**Task item**
Your answer should be one number, namely how many lines in the listing below include the word "dustmop".

**Data shown**

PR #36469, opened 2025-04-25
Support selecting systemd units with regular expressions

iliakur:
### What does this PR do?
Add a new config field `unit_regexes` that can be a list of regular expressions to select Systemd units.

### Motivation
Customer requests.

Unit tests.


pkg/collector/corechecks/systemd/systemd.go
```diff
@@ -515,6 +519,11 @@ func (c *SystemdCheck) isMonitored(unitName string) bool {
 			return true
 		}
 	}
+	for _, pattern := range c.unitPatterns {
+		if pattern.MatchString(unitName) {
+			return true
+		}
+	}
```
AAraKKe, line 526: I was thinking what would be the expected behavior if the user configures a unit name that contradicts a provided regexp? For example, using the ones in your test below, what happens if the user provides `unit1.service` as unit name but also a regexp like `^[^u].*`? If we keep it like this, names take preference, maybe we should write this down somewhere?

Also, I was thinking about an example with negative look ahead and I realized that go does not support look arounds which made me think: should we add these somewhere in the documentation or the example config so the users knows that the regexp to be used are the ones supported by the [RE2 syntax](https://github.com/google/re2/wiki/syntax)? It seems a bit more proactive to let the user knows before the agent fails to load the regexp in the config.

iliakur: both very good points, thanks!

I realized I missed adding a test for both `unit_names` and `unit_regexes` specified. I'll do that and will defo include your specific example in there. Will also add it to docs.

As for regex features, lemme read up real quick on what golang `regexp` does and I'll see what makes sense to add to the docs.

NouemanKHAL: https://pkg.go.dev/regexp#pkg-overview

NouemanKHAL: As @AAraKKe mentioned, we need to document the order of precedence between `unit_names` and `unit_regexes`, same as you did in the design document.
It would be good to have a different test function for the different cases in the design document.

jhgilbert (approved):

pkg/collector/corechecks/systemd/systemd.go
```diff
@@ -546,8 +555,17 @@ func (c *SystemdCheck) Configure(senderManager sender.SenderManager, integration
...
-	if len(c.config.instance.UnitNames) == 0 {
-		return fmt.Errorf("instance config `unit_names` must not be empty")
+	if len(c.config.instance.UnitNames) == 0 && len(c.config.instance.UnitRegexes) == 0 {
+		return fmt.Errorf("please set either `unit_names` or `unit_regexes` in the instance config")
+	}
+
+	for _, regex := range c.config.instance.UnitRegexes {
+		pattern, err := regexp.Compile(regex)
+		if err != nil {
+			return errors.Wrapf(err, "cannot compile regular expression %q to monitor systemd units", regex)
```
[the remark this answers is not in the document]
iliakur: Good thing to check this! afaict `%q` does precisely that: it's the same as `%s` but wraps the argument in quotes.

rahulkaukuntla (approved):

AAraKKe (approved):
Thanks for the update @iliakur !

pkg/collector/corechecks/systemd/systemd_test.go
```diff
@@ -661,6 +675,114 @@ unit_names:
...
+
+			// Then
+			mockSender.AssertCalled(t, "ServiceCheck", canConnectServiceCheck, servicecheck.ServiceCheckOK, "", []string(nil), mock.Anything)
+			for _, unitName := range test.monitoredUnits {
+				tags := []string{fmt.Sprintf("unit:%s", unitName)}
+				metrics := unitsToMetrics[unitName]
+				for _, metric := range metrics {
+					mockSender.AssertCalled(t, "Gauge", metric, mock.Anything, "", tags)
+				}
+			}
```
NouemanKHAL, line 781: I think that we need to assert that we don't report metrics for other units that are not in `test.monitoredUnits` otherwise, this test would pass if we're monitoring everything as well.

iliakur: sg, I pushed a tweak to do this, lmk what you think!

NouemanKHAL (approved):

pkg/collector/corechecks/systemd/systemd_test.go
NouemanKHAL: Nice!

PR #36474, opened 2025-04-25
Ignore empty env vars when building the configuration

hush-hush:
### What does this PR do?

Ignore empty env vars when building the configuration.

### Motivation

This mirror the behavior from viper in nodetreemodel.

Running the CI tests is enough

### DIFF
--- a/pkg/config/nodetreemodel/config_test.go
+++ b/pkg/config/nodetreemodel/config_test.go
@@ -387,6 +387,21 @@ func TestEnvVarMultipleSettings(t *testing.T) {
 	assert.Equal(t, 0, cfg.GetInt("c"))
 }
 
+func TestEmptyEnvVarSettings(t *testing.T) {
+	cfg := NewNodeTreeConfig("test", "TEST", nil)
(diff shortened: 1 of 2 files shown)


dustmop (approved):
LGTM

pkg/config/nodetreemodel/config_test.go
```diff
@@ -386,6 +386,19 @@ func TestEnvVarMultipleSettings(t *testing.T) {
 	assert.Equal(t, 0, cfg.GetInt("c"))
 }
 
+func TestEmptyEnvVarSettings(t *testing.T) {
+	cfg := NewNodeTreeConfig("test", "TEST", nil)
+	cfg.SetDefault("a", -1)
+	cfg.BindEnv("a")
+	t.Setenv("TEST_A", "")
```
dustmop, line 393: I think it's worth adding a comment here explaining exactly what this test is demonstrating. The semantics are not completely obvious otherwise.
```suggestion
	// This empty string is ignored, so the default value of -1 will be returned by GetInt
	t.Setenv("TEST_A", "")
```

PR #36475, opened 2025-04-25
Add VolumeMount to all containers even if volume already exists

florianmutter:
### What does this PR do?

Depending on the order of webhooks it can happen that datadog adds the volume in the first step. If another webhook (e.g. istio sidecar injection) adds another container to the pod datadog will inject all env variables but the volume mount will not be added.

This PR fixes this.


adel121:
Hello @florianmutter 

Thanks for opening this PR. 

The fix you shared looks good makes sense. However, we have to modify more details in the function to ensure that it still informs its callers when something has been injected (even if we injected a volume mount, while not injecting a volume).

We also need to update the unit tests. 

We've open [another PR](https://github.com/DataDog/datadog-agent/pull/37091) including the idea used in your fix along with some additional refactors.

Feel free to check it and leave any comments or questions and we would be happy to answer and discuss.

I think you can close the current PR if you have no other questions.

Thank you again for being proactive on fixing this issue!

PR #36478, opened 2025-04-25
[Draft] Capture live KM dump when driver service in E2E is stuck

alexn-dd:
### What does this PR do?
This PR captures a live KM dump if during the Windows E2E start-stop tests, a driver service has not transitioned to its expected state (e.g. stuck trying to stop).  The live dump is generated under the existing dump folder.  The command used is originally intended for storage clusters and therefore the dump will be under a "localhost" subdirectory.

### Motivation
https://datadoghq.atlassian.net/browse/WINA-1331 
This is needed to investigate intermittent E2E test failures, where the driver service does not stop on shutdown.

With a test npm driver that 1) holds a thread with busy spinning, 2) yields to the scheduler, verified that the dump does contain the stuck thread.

* * *

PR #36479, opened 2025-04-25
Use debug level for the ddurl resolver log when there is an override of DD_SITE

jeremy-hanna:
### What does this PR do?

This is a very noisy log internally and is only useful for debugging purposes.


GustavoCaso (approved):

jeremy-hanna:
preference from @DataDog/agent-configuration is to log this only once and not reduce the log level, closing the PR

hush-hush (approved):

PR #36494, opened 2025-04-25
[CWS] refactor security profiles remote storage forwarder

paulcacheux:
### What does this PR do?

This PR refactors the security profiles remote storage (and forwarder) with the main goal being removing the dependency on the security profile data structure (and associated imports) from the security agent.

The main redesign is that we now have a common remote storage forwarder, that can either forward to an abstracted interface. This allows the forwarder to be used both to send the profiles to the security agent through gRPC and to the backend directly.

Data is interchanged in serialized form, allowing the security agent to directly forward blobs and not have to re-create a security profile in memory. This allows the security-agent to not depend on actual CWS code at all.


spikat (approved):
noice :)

**Output below**
2